I am more than happy where I am.
 But all the different families and clans and what not...
I'm just curious.....
and nosey


----------



## Blindside (May 26, 2005)

My Serrada instructor used 14 basic attacks, my Inosanto-blend was 12.  My Pekiti-Tersia instructor uses "64 attacks" as the basis of instruction, but that isn't just striking angles as it includes defensive actions as well.  

Lamont


----------



## Wes Tasker (May 26, 2005)

Pekiti Tirsia has an interesting progression as far as angles of attack go...  

One would traditionally start out with the "Sabay Sabay Nga Sugod" which are 6 categories of strikes - jab, slash, takedown, overhead, uppercut, and close spacing.  These teach basic body mechanics, strike characteristics (i.e. - a jab just hits the target and withdraws, where a slash goes through the target and withdraws, overhead combines a counter-offensive move in the middle of two strikes, takedown teaches to do a baiting type strike followed by a hand hit...), etc.

Then one progresses to the "Abcedario".  There are 12 sets of 12 of these.  Instead of being 144 strikes divided into a myriad of angles, these are two base sets of 12 (forward and reverse) with the mechanic changed in the subsequent sets of 5 pairs.  So the pairs are as follows:
Set 1 & 2 - standard grip
Set 3 & 4 - double force (using your other hand to push along the strike)
Set 5 & 6 - punyo (using the butt of the stick)
Set 7 & 8 - hooking (using the butt of the stick to move your opponent)
Set 9 & 10 - reverse (holding the stick in reverse grip)
Set 11 & 12 - bayonet (holding the stick at both ends)

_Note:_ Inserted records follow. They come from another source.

Issue #749, opened 2021-04-02
github_actions_organization_secret always applies the value, even if it's unchanged


greggilbert:
### Terraform Version
Terraform v0.13.5

### Affected Resource(s)
Please list the resources as a list, for example:
- github_actions_organization_secret

### Terraform Configuration Files
```hcl
resource "github_actions_organization_secret" "this" {
  for_each = toset(local.secrets)

  secret_name     = each.value
  visibility      = "selected"
  plaintext_value = "(placeholder)"   # we'll change these values outside of Terraform

  selected_repository_ids = [
    for repo in data.github_repository.repos : repo.repo_id
  ]

  lifecycle {
    ignore_changes = [
      plaintext_value
    ]
  }
}
```

### Expected Behavior
In this example, I'm giving providing a list of repositories that can access the secret. You can see I'm using `(placeholder)` as the plaintext value, with the idea that I would go into Github outside of TF and add in the real value once.

When I change the list of repositories, I expect that the real value I inputted would remain the same.

### Actual Behavior
However, it actually replaces the real value with the placeholder.

### Steps to Reproduce
1. Use the `github_actions_organization_secret` resource to create a value like `FOO` with a default value of `(placeholder)`
2. `terraform apply` the change/creation
3. Go into your Github organization and edit the secret to have a value like `Hello World`
4. In your Github Actions workflow, create a step like this:
    ```yml
      - name: DEBUG!
        env:
          MY_SECRET: ${{ secrets.FOO }}
        run: |
          echo ${MY_SECRET} | sed 's/./& /g' 
    ```
5. Push and/or trigger the Github Action
6. Note how the value that gets printed out is `(placeholder)` and not the expected `Hello World`

SanderKnape:
We're running into this issue as well. Any thoughts on how this could be fixed?

marcinwyszynski:
Well, this is probably linked to [my earlier fix](https://github.com/integrations/terraform-provider-github/pull/740). The whole idea of declaring resources with Terraform is for Terraform to make sure that the remote state matches the declared state. If you want Terraform to be blind to external changes, please explicitly set `ignore_changes` on this field.

jvanbrunschot:
I think that's the whole problem, that `ignore_changes` don't work.

marcinwyszynski:
@jvanbrunschot have you tried ignoring `updated_at`, too?

jvanbrunschot:
[...]

PR #1351, opened 2022-11-05
fix: destroy the resource on drift

yordis:
closes 749

Based on the request from @jcudit https://github.com/integrations/terraform-provider-github/issues/749#issuecomment-945144056 related to https://github.com/integrations/terraform-provider-github/issues/749#issuecomment-939018875


kfcampbell:
@yordis have you had a peek at our [CONTRIBUTING.md](https://github.com/integrations/terraform-provider-github/blob/main/CONTRIBUTING.md#quick-end-to-end-example) yet? There's some environment configuration you need but testing changes locally is very doable.

yordis:
@kfcampbell definitely helped a ton, my breakpoint is being hit now. Now trying to figure out how we suppose to setup the test case for it!

yordis:
I am trying to figure out what function would allow me to check if a new `id` was assigned to the resource ... any feedback welcome

yordis:
The thing is working! Just the testing environment is tricky! I am unsure how to create a scenario where the external resource change and whatnot ... 😢 

https://github.com/integrations/terraform-provider-github/assets/4237280/f7204e80-8413-4d3f-a1e2-7608e847115f

kfcampbell:
@yordis can you build a version of the provider locally and use it to manually test?

yordis:
@kfcampbell good idea!

yordis:
Hey I gave it a try to test it by building the local plugin, but I couldn't figure out how to make it work:

I did the following:

```txt
cat ~/.terraformrc         
provider_installation {
  dev_overrides {
    "integrations/github" = "/Users/ubi/Developer/github.com/integrations/terraform-provider-github/bin/"
  }

  direct {}
}
```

Then one would learn "Limang Sugod" or the five attacks.  These are diagonal attacks done either broken (hits and rechambers with a half-beat thrust), fluid (hits through target), circular (hits through target with a counter-offensive umbrella and then attacks the knees).  Then you learn to do them reverse fashion - which basically means you learn to throw a #1 (a forehand diagonal to the clavicle/head) from the backhand chamber.  So in the end, you learn to throw a strike from either chamber in any of the three flavors - broken, fluid, circular.

Lastly are the first set of 12 "Seguidas" that teach you to throw strikes in a very tight and narrow space.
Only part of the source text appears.